**Extracted material:**
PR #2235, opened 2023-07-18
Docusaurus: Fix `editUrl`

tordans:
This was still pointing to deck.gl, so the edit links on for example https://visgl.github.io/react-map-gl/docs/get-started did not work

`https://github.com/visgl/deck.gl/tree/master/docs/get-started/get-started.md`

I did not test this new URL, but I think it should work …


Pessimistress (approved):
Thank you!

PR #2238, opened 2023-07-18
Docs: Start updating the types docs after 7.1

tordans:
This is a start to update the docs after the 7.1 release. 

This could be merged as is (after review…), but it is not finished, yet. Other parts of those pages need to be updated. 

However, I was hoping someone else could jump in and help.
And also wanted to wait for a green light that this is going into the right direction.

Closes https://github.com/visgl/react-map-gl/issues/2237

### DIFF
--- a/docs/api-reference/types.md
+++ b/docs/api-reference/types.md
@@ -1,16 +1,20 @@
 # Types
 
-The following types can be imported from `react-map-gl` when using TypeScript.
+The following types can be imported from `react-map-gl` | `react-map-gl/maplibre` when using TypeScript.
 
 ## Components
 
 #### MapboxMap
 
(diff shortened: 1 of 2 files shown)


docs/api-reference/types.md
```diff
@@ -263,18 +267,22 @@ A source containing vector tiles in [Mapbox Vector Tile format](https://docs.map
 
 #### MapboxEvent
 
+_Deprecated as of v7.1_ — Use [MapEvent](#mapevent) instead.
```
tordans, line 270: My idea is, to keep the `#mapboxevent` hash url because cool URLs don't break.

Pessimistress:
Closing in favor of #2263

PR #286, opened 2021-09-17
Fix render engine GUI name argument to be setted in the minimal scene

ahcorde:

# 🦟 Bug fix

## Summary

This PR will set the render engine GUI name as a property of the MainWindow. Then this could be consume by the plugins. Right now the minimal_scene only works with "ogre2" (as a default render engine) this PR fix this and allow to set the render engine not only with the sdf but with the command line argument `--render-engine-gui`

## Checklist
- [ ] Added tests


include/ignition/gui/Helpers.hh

**Work item:** Exactly reproduce the line containing "## Checklist" and all lines after it in the material, stopping only at the end.

**Answer for the task:**
## Checklist
- [ ] Added tests


include/ignition/gui/Helpers.hh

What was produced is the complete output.